Though the decision to have major surgery should not be taken lightly, the benefits may outweigh the risks for many.
"People need to know that in addition to the other known benefits of weight loss surgery... they may protect themselves from cancer," says lead study author Dr. Nicolas Christou, director of bariatric surgery at McGill University.
Haines' 61-year-old mother has battled both bladder and cervical cancer, so Haines says she's thankful that the surgery may lower her chance of suffering from the same disease.
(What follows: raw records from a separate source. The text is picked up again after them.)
PR #1163, opened 2026-05-10
feat: add 404 error page skill

xxiaoxiong:
## Summary

Adds a new **404 error page skill** for generating friendly, helpful error pages that guide users back to useful content.

### SKILL.md
- **Triggers**: `404`, `404 page`, `error page`, `not found`, `page not found`, `错误页面`, `页面未找到`
- **Workflow**: Detailed instructions for creating 404 pages with customizable tone
- **Tone examples**: Playful, Professional, and Minimal variations
- **Output contract**: Standard artifact format
- **Helpful link suggestions**: Common navigation destinations

### example.html
A complete, modern 404 error page demonstrating:
- ✅ **Eye-catching visual** - Large gradient 404 number with floating animation
- ✅ **Friendly messaging** - Clear, helpful copy (not technical jargon)
- ✅ **Search functionality** - Prominent search bar to help users find content
- ✅ **Helpful navigation** - 4 primary links + 3 secondary links
- ✅ **Beautiful design** - Gradient background, smooth animations, hover effects
- ✅ **Mobile-responsive** - Adapts to small screens with adjusted typography
- ✅ **Accessibility** - Semantic HTML, proper ARIA labels

## Use cases

- Error handling pages
- User experience improvement
- Site navigation recovery
- Brand consistency in error states
- Reducing bounce rate from broken links

## Design

The example features:
- **Gradient background** - Purple gradient (customizable to brand colors)
- **Centered card layout** - White container with rounded corners and shadow
- **Floating animation** - Subtle up/down motion on the 404 number
- **Gradient text** - 404 number uses gradient fill for visual interest
- **Smooth transitions** - Hover effects on all interactive elements

## Technical details

- **No external dependencies** - Pure HTML/CSS
- **Instant load** - No external images or fonts
- **Lightweight** - ~5KB total size
- **Customizable** - Easy to adapt tone and links to any brand

## Preview

The skill generates pages with:
1. Large 404 number with gradient effect
2. Friendly headline and description
3. Search bar (optional)
4. 4 primary navigation buttons
5. 3 secondary text links

Ready for review!

PR #1287, opened 2026-05-11
fix(tools-pr): fall back on reviewDecision for unresolved-changes-requested

PerishCode:
## Summary

Patrol classify on the live 102-PR queue surfaced a coverage gap: three PRs (#1101, #1127, #1163) had GitHub-level \`reviewDecision=CHANGES_REQUESTED\` but \`tools-pr classify\` didn't tag them as \`unresolved-changes-requested\`. Add a narrow fallback so the tag fires in that shape.

## Details

The gap is a divergence between two notions of "latest review state per reviewer":

- GitHub's \`reviewDecision\` keeps a reviewer's \`CHANGES_REQUESTED\` in effect until that same reviewer submits \`APPROVED\` or \`DISMISSED\`. A subsequent \`COMMENTED\` review by the same reviewer does NOT supersede it.
- Our \`reduceLatestReviewsByAuthor\` collapses every reviewer to their latest review with no special-casing of state, so \`CHANGES_REQUESTED\` followed by \`COMMENTED\` disappears from the reduced view.

\`tagUnresolvedChangesRequested\` filtered the reduced view for \`state === "CHANGES_REQUESTED"\`. The three PRs above each had a reviewer write \`CHANGES_REQUESTED\` → \`COMMENTED\`, so they escaped the rule even though \`reviewDecision\` was still \`CHANGES_REQUESTED\`.

The fix keeps the existing per-reviewer path intact, then adds a fallback: when no per-reviewer \`CHANGES_REQUESTED\` is visible after reduction, trust \`facts.reviewDecision === "CHANGES_REQUESTED"\` instead. The fallback uses a distinct \`source\` token (\`gh.reviewDecision\` vs \`gh.latestReviews[].state\`) so report consumers can tell which path fired.

Reducer semantics deliberately left alone — flipping \`COMMENTED\` handling there would cascade to \`bot-only-approval\`, \`stale-approval\`, and \`humanReviewerSignalAt\`, each of which has its own correctness story.

## Validation

- \`pnpm --filter @open-design/tools-pr typecheck\`
- \`pnpm --filter @open-design/tools-pr build\`
- \`pnpm tools-pr classify 1101\`, \`1127\`, \`1163\` — each now emits \`unresolved-changes-requested\` via the fallback path (\`source: gh.reviewDecision\`)
- \`pnpm tools-pr classify 305\` — still emits via the existing per-reviewer path (\`source: gh.latestReviews[].state\`); first path unchanged
- \`pnpm tools-pr classify 1219\` — APPROVED PR continues to not emit the tag

### DIFF
--- a/tools/pr/src/tags.ts
+++ b/tools/pr/src/tags.ts
@@ -123,16 +123,17 @@ function tagUnresolvedChangesRequested(facts: PrFacts): Tag | null {
       source: "gh.latestReviews[].state",
     };
   }
-  // GitHub's reviewDecision keeps a reviewer's CHANGES_REQUESTED in effect
-  // until that same reviewer submits APPROVED or DISMISSED — COMMENTED does
-  // NOT supersede it. Our reducer collapses every reviewer to their latest
-  // state with no special-casing, so the per-reviewer CHANGES_REQUESTED
-  // gets hidden once they follow up with COMMENTED. Fall back to the
-  // PR-level reviewDecision so the tag still fires in that shape.
+  // The reducer-side path misses cases where GitHub's reviewDecision still
+  // reports CHANGES_REQUESTED but the latest-per-author reduction of fetched
+  // reviews carries none — e.g. the reviewer's CR is followed by COMMENTED
+  // (COMMENTED does not supersede CR in GitHub's decision logic), or the CR
+  // sits outside the `reviews(last: 30)` window. Either way the PR-level
+  // decision is the authoritative signal; fall back to it without asserting
+  // a specific cause.
   if (facts.reviewDecision === "CHANGES_REQUESTED") {
     return {
       name: "unresolved-changes-requested",
-      reason: "reviewDecision=CHANGES_REQUESTED at PR level (no per-reviewer CHANGES_REQUESTED visible after latest-per-author reduction; a reviewer's earlier CHANGES_REQUESTED was followed by COMMENTED)",
+      reason: "reviewDecision=CHANGES_REQUESTED at PR level; no per-reviewer CHANGES_REQUESTED state in latest-per-author reduction of fetched reviews",
       source: "gh.reviewDecision",
     };
   }
--- a/tools/pr/src/tags.ts
+++ b/tools/pr/src/tags.ts
@@ -116,12 +116,27 @@ function tagUnresolvedChangesRequested(facts: PrFacts): Tag | null {
     .filter((r) => r.state === "CHANGES_REQUESTED" && r.author?.login)
     .map((r) => r.author?.login)
     .filter((login): login is string => typeof login === "string");
-  if (reviewers.length === 0) return null;
-  return {
-    name: "unresolved-changes-requested",
-    reason: `latestReviews carries CHANGES_REQUESTED from: ${[...new Set(reviewers)].join(", ")}`,
-    source: "gh.latestReviews[].state",
-  };
+  if (reviewers.length > 0) {
+    return {
+      name: "unresolved-changes-requested",
+      reason: `latestReviews carries CHANGES_REQUESTED from: ${[...new Set(reviewers)].join(", ")}`,
+      source: "gh.latestReviews[].state",
+    };
+  }
+  // GitHub's reviewDecision keeps a reviewer's CHANGES_REQUESTED in effect
+  // until that same reviewer submits APPROVED or DISMISSED — COMMENTED does
+  // NOT supersede it. Our reducer collapses every reviewer to their latest
+  // state with no special-casing, so the per-reviewer CHANGES_REQUESTED
+  // gets hidden once they follow up with COMMENTED. Fall back to the
+  // PR-level reviewDecision so the tag still fires in that shape.
+  if (facts.reviewDecision === "CHANGES_REQUESTED") {
+    return {
+      name: "unresolved-changes-requested",
+      reason: "reviewDecision=CHANGES_REQUESTED at PR level (no per-reviewer CHANGES_REQUESTED visible after latest-per-author reduction; a reviewer's earlier CHANGES_REQUESTED was followed by COMMENTED)",
+      source: "gh.reviewDecision",
+    };
+  }
+  return null;
 }
 
 function tagStaleApproval(facts: PrFacts): Tag | null {
--- a/tools/pr/src/tags.ts
+++ b/tools/pr/src/tags.ts
@@ -129,7 +129,9 @@ function tagUnresolvedChangesRequested(facts: PrFacts): Tag | null {
   // (COMMENTED does not supersede CR in GitHub's decision logic), or the CR
   // sits outside the `reviews(last: 30)` window. Either way the PR-level
   // decision is the authoritative signal; fall back to it without asserting
-  // a specific cause.
+  // a specific cause. Observed scale on the live queue: 3 of 102 open PRs
+  // (#1101 / #1127 / #1163) hit this gap, so this is a recurring pattern,
+  // not a theoretical edge case.
   if (facts.reviewDecision === "CHANGES_REQUESTED") {
     return {
       name: "unresolved-changes-requested",
--- a/tools/pr/AGENTS.md
+++ b/tools/pr/AGENTS.md
@@ -45,7 +45,7 @@ Each tag has a single mechanical rule. Adding new tags requires the rule to be e
 | `non-ascii-slug` | A design-system root touched by the PR has a slug that fails `/^[a-z0-9-]+$/` | files + lane.DESIGN_DIR |
 | `maintainer-edits-disabled` | `maintainerCanModify === false` | gh.maintainerCanModify |
 | `org-member` | PR author's GitHub login appears in `gh api orgs/<repo-owner>/members` | gh REST orgs members list |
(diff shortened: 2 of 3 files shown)


tools/pr/src/tags.ts
```diff
@@ -116,12 +116,27 @@ function tagUnresolvedChangesRequested(facts: PrFacts): Tag | null {
...
+  // GitHub's reviewDecision keeps a reviewer's CHANGES_REQUESTED in effect
+  // until that same reviewer submits APPROVED or DISMISSED — COMMENTED does
+  // NOT supersede it. Our reducer collapses every reviewer to their latest
+  // state with no special-casing, so the per-reviewer CHANGES_REQUESTED
+  // gets hidden once they follow up with COMMENTED. Fall back to the
+  // PR-level reviewDecision so the tag still fires in that shape.
+  if (facts.reviewDecision === "CHANGES_REQUESTED") {
+    return {
+      name: "unresolved-changes-requested",
+      reason: "reviewDecision=CHANGES_REQUESTED at PR level (no per-reviewer CHANGES_REQUESTED visible after latest-per-author reduction; a reviewer's earlier CHANGES_REQUESTED was followed by COMMENTED)",
```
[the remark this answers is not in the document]
PerishCode: Fixed in 370943bd: dropped the inferred-cause clause from the fallback reason. The condition observes only (a) reviewDecision=CHANGES_REQUESTED at PR level and (b) no per-reviewer CHANGES_REQUESTED in the reduced view; multiple upstream configurations satisfy that pair (COMMENTED follow-up, CR outside the `reviews(last: 30)` window, etc.), and asserting any specific one violates the strictly-factual rule. Possible upstream causes are documented in the code comment above the branch instead.

tools/pr/src/tags.ts
```diff
@@ -116,12 +116,28 @@ function tagUnresolvedChangesRequested(facts: PrFacts): Tag | null {
...
+  // reviews carries none — e.g. the reviewer's CR is followed by COMMENTED
+  // (COMMENTED does not supersede CR in GitHub's decision logic), or the CR
+  // sits outside the `reviews(last: 30)` window. Either way the PR-level
+  // decision is the authoritative signal; fall back to it without asserting
+  // a specific cause.
+  if (facts.reviewDecision === "CHANGES_REQUESTED") {
+    return {
+      name: "unresolved-changes-requested",
+      reason: "reviewDecision=CHANGES_REQUESTED at PR level; no per-reviewer CHANGES_REQUESTED state in latest-per-author reduction of fetched reviews",
+      source: "gh.reviewDecision",
```
Siri-Ray, line 139: The new fallback emits `unresolved-changes-requested` with `source: "gh.reviewDecision"`, but `tools/pr/AGENTS.md` still documents this tag as only `Any reviewer's latest review has state === "CHANGES_REQUESTED"` with data source `gh.latestReviews[].state`. That tag dictionary is the documented contract for `tools-pr classify`, and after this change a report can contain a valid source/rule that the dictionary says cannot exist. Please update the `unresolved-changes-requested` row to describe both paths, for example: latest per-reviewer `CHANGES_REQUESTED`, or `reviewDecision === "CHANGES_REQUESTED"` when the reduced fetched reviews contain no per-reviewer CR, and list both `gh.latestReviews[].state` and `gh.reviewDecision` as sources.

Siri-Ray (commented):
Found one non-blocking consistency issue: the fallback is narrow, but the tag dictionary should describe the new `gh.reviewDecision` source path so report consumers can interpret it correctly.


tools/pr/src/tags.ts
```diff
@@ -116,12 +116,28 @@ function tagUnresolvedChangesRequested(facts: PrFacts): Tag | null {
...
+      source: "gh.latestReviews[].state",
+    };
+  }
+  // The reducer-side path misses cases where GitHub's reviewDecision still
+  // reports CHANGES_REQUESTED but the latest-per-author reduction of fetched
+  // reviews carries none — e.g. the reviewer's CR is followed by COMMENTED
+  // (COMMENTED does not supersede CR in GitHub's decision logic), or the CR
+  // sits outside the `reviews(last: 30)` window. Either way the PR-level
+  // decision is the authoritative signal; fall back to it without asserting
+  // a specific cause.
```
lefarcen: **P2** This new fallback is only validated by live PR examples in the PR body, so the regression can silently return if those examples change or GitHub state moves on. Add a deterministic fixture/unit test for reviewDecision=CHANGES_REQUESTED with latest-per-author reviews containing no CHANGES_REQUESTED, plus one case proving the existing gh.latestReviews[].state path still wins.

tools/pr/src/tags.ts
```diff
@@ -116,12 +116,28 @@ function tagUnresolvedChangesRequested(facts: PrFacts): Tag | null {
...
-    source: "gh.latestReviews[].state",
-  };
+  if (reviewers.length > 0) {
+    return {
+      name: "unresolved-changes-requested",
+      reason: `latestReviews carries CHANGES_REQUESTED from: ${[...new Set(reviewers)].join(", ")}`,
+      source: "gh.latestReviews[].state",
+    };
+  }
+  // The reducer-side path misses cases where GitHub's reviewDecision still
```
lefarcen, line 126: **P3** The comment explains the two mechanical causes, but it omits the observed evidence and scale from the bug report: 3 PRs in the 102-PR patrol queue, specifically #1101/#1127/#1163. If this comment is meant to carry the reasoning context, include that evidence or keep it in adjacent docs/tests so future maintainers can distinguish a proven queue pattern from a theoretical edge case.

tools/pr/src/tags.ts
lefarcen: **P2** This changes the tag's effective rule/source from latestReviews-only to latestReviews OR gh.reviewDecision. The tools-pr tag dictionary documents tags as mechanical rules with data sources, so the companion documentation should be updated to avoid downstream users assuming unresolved-changes-requested only means a visible latest reviewer state.

lefarcen (commented):
The fallback is logically correct and cheap, and using GitHub's PR-level reviewDecision is the right authoritative signal for the observed gap. I would not block on code correctness, but the change lacks deterministic regression coverage and the rationale/comment/documented contract could be tightened.

tools/pr/src/tags.ts
PerishCode: Fixed in 7296b993: `tools/pr/AGENTS.md` §Tag dictionary now lists both paths on the `unresolved-changes-requested` row — primary per-reviewer `gh.latestReviews[].state` plus the `gh.reviewDecision` fallback when no per-reviewer CR survives the latest-per-author reduction. Source column carries both tokens so a report consumer can interpret either emission shape against the dictionary.

tools/pr/src/tags.ts
PerishCode: Fixed in 7296b993: same call-out as the parallel Siri-Ray thread on this file. The tag dictionary row now documents primary + fallback paths with both source tokens (`gh.latestReviews[].state · gh.reviewDecision (fallback)`).

PerishCode: Fixed in 5a62cded: added `tools/pr/tests/tags-unresolved-cr.test.ts` with 6 cases pinning both paths — primary (per-reviewer CR after reduction → `source: gh.latestReviews[].state`), fallback (no per-reviewer CR + `reviewDecision=CHANGES_REQUESTED` → `source: gh.reviewDecision`, covering both the COMMENTED-follow-up shape and the empty-reviews / out-of-`reviews(last: 30)`-window shape), primary-wins-over-fallback when both signals present, and two negatives (empty reviewDecision, APPROVED). 6/6 pass locally. First file under `tools/pr/tests/`; the package's `test` script already pointed at `tests/*.test.ts`, so no scaffolding changes were needed.

tools/pr/src/tags.ts
PerishCode: Fixed in 5a62cded: extended the fallback's code comment with the observed scale ("3 of 102 open PRs hit this gap: #1101 / #1127 / #1163, so this is a recurring pattern, not a theoretical edge case"). Adjacent test file `tools/pr/tests/tags-unresolved-cr.test.ts` also encodes the live-queue shapes that motivated the fallback (COMMENTED-follow-up + empty-reviews), so future maintainers can see the empirical evidence both in-code and in tests.

lefarcen (approved):
Both P2 findings from my 12:34Z review are resolved:

- ✅ Test coverage: `tools/pr/tests/tags-unresolved-cr.test.ts` added with 6 comprehensive cases (primary path, fallback path, precedence, negatives)
- ✅ Tag documentation: `tools/pr/AGENTS.md` updated to list both source tokens (`gh.latestReviews[].state · gh.reviewDecision (fallback)`)

The fallback is now deterministically tested and documented. LGTM 🎉

lefarcen (commented):
All three findings from my previous review are addressed on this head:

- Test coverage: Added `tools/pr/tests/tags-unresolved-cr.test.ts` with 6 cases pinning both emission paths (primary + fallback) and the priority logic when both qualify.
- Tag documentation: Updated `tools/pr/AGENTS.md` §Tag dictionary to list both source tokens and explain the fallback trigger.
- Code comment: Extended the inline comment above the fallback with the observed scale (3 of 102 open PRs) and explicit PR references (#1101 / #1127 / #1163), so future maintainers see the empirical motivation both in-code and in the adjacent test file.

LGTM. 🎉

"To know that it's helped even in ways I wasn't aware of, it's wonderful," she says.
Not an Easy Way Out
Weight-loss surgery began in the 1960s, but it was considered a "taboo" among doctors even into the 1990s, Jones says.
This attitude was shaped by the high rates of complications and death from the surgery. In addition, many members of the medical community and the general public believed, as some still do, that obesity is related to a person's lack of willpower and can be fixed simply by diet and exercise.
"People think it's an easy way out," Haines says about the choice to have surgery. "It's not."
Both of Haines's sisters were overweight, and she had tried dozens of diets since she was 10 years old. The only one that worked was NutriSystem, plus two hours of exercise daily -- a task that became impossible after she became pregnant with her daughter.
"I knew there was no way that I could ever lose that weight other than surgery," she says.
Haines' choice has become more popular in recent years. The number of bariatric surgeries rose from 13,386 in 1998 to 121,055 in 2004, according to the Agency for Healthcare Research and Quality.
At the same time, bariatric surgery became safer, with the death rate declining to 19 out of every 10,000 patients. This is in part due to advances in surgical techniques.
Haines opted for the most common procedure, the Roux-en-Y, in which the stomach is stapled to become the size of a walnut. This tiny pouch is then connected to the middle of the small intestine, bypassing much of the stomach and part of the small intestine. The surgery can be performed laparoscopically, through tiny incisions in the abdomen.
Other types of weight-loss surgery leave the intestinal route intact. These include stomach stapling, which makes the stomach smaller, and adjustable gastric banding, in which a band around the stomach creates a pouch to limit the amount of food that a person can eat.
"Bariatric surgery is not rocket science," says Dr. Walter Pories, director of the Metabolic Institute at East Carolina University in Greenville, N.C. "All it does is change the plumbing of the gut."
The Cancer and Obesity Connection
Scientists don't yet know why weight-loss surgery may lower cancer risk, so Pories says it's too early to recommend bariatric surgery for obese people who are at risk for cancer.
What's more, bariatric surgery patients are a unique population.
"In addition to the fact that these folks lose weight, surgery changes their anatomy and may change the way nutrients are processed," says Eugenia Calle, managing director of analytic epidemiology for the American Cancer Society.
Therefore, the decreased cancer risk may not translate to people who lose weight without surgery.
Still, doctors are hopeful that this evidence may jump-start even more people to lose weight.
"In a country with one in five Americans obese, this holds a carrot for getting the weight off either by diet, exercise and, when need be, surgery to promote health," Jones says.
Though Haines didn't know about the possible cancer benefit when she had the surgery, she now sees it as another incentive to maintain her 169-pound figure.
"I've seen my mom go through cancer treatment, and I know how hard it is on the family," Haines says. "I want to be here a really long time for my daughter."